Padang, (AntaraSumbar) - Badan Meteorologi, Klimatologi, dan Geofisika Stasiun Geofisika Padang Panjang akan menyiapkan fasilitas siaran langsung melalui jaringan internet peristiwa gerhana matahari total pada 9 Maret 2016.


         "Masyarakat dapat mengamati detik-detik terjadinya gerhana matahari  mulai pukul 6.30 WIB dengan mengakses situs  http://media.bmkg.go.id/gmt," kata  Kepala Stasiun Geofisika kelas I BMKG Padang Panjang Rahmat Triyono saat dikonfirmasi dari Padang, Selasa.


         Menurut dia fasilitas siaran langsung disediakan agar masyarakat dapat  melihat proses terjadinya gerhana tanpa harus melihat langsung ke arah matahari 

    "Kami  akan  melakukan pengamatan secara langsung di Muko Muko, Bengkulu menggunakan teropong khusus pengamatan bulan dan matahari, infocus dan layar, "ujar dia.


         Untuk mengamati gerhana tersebut BMKG Padang Panjang menurunkan tim  Kepala Stasiun Geofisika BMKG  Rahmat Triyono, Kepala Seksi Data dan Informasi Buha M. Simanjuntak, dan tiga observer yaitu Rachmad Billyanto, Dedy Hermanto,  serta Fitri Anggraini.


         Ia menyampaikan  gerhana matahari total merupakan kejadian langka dan  hanya terjadi sekali 350 tahun .


         "Indonesia adalah satu-satunya wilayah daratan di dunia yang bisa menyaksikan gerhana kali ini, wilayah lainnya adalah lautan Hindia dan Pasifik," kata dia.


         Ia mengatakan gerhana matahari total  akan melintasi 12 provinsi yaitu  Sumatera Barat, Bengkulu, Sumatera Selatan, Jambi, Bangka Belitung, Kalimantan Barat, Kalimantan Tengah, Kalimantan Selatan, Kalimantan Timur, Sulawesi Barat, Sulawesi Tengah, dan Maluku Utara.


         Untuk Sumbar ada dua daerah yang dilewati jalur gerhana matahari  total, yaitu Desa Seai, Sikakap  Kepulauan Mentawai dengan magnitudo gerhana sebesar 1,012 dan Silaut, Pesisir Selatan, dengan magnitudo sebesar 1,002, lanjutnya.

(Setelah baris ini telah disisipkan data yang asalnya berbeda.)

PR #1236, opened 2018-07-19
simplify web request-type determination and allow for pathed urlPathForActions and urlPathForFiles

evantahler:
Allows `api.config.servers.web.urlPathForFiles` and `api.config.servers.web.urlPathForFiles` to be set to sub-routes, like `/namespace/api` and `/namespace/public`


__tests__/utils/utils.js
```diff
@@ -181,6 +181,32 @@ describe('Utils', () => {
     })
   })
 
+  describe('utils.arrayStartignMatch', () => {
```
gcoonrod: Typo: `utils.arrayStartingMatch`

initializers/utils.js
```diff
@@ -393,6 +393,22 @@ let responses = await api.utils.asyncWaterfall(jobs)
       return filteredParams
     }
 
+    /**
+    Compare the first n elements of an array with another, logner array
+
+    @param {Array} a The first array, the shorter one
+    @param {Array} b The second array, the longer one
+    */
+    api.utils.arrayStartignMatch = (a, b) => {
```
gcoonrod: This assumes that the arrays are sorted. Maybe add that assumption to the jsdoc.

__tests__/utils/utils.js
evantahler: 👍

initializers/utils.js
evantahler: Interesting... are arrays not assumed to be sorted?

evantahler: eh, either way, comment added in fe52475dfa04653f5cfcfacf69549f48c875bef7 !

evantahler:
@gcoonrod thanks for the feedback!  Waiting on your review

gcoonrod:
@evantahler Looks like we're getting some intermittent test failures.

evantahler:
re-tested and green

PR #1239, opened 2018-07-27
winston v3

evantahler:
Upgrade to winston v3

* moves configuration options for logger into `config/log.js` for explicit customization
  * multiple loggers can be defined with unique levels and message formatting options
* ensures `api.config.general.paths.log` paths are created automatically (in initializer rather than config)
* reduces the logic in config file, and makes test env look a lot more like default env
* allows for multiple storage of logs in all directories defined by `api.config.general.paths.log`

This is a breaking change which is mitigated by copying in `config/log.js` from master or a new actionhero project.

### DIFF
--- a/bin/methods/start/lib/actionheroCluster.js
+++ b/bin/methods/start/lib/actionheroCluster.js
@@ -22,27 +22,32 @@ module.exports = class ActionHeroCluster {
       }
     }
 
-    let transports = []
-    transports.push(
-      new (winston.transports.File)({
-        filename: this.options.logPath + '/' + this.options.logFile
-      })
-    )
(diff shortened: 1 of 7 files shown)


evantahler:
The tests are failing because Jest uses JSDOM, which *just* published v11.12.  In Jsdom@11.12, they added localstorage (and session storage, etc)... which really hates being run in the way that Jest uses it.

We could lock our version of Jsdom to v11.11, or see how jest will handle this

Jsdom commit: https://github.com/jsdom/jsdom/commit/3afbc0feb7b2b4ac4c84530ea6af90e1f79a88ee

evantahler:
related to https://github.com/facebook/jest/issues/6766

PR #2716, opened 2022-06-20
Fix Glance title's alignment when both layout & text are RTL

yasanglass:
#2700 was previously merged to fix #2698 but after more testing, I found that it would only fix the issue when the layout is RTL but the title text itself isn't RTL (and it would cause issues for other scenarios).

         Ia menyebutkan untuk Desa Seai Kepulauan Mentawai durasi gerhana matahari terjadi 1 menit 51,6 detik, dan Silaut Pesisir Selatan 0 menit 50,9 detik.


         Desa Seai Kepulauan Mentawai merupakan  lokasi totalitas gerhana matahari total  paling barat di Indonesia, ujarnya.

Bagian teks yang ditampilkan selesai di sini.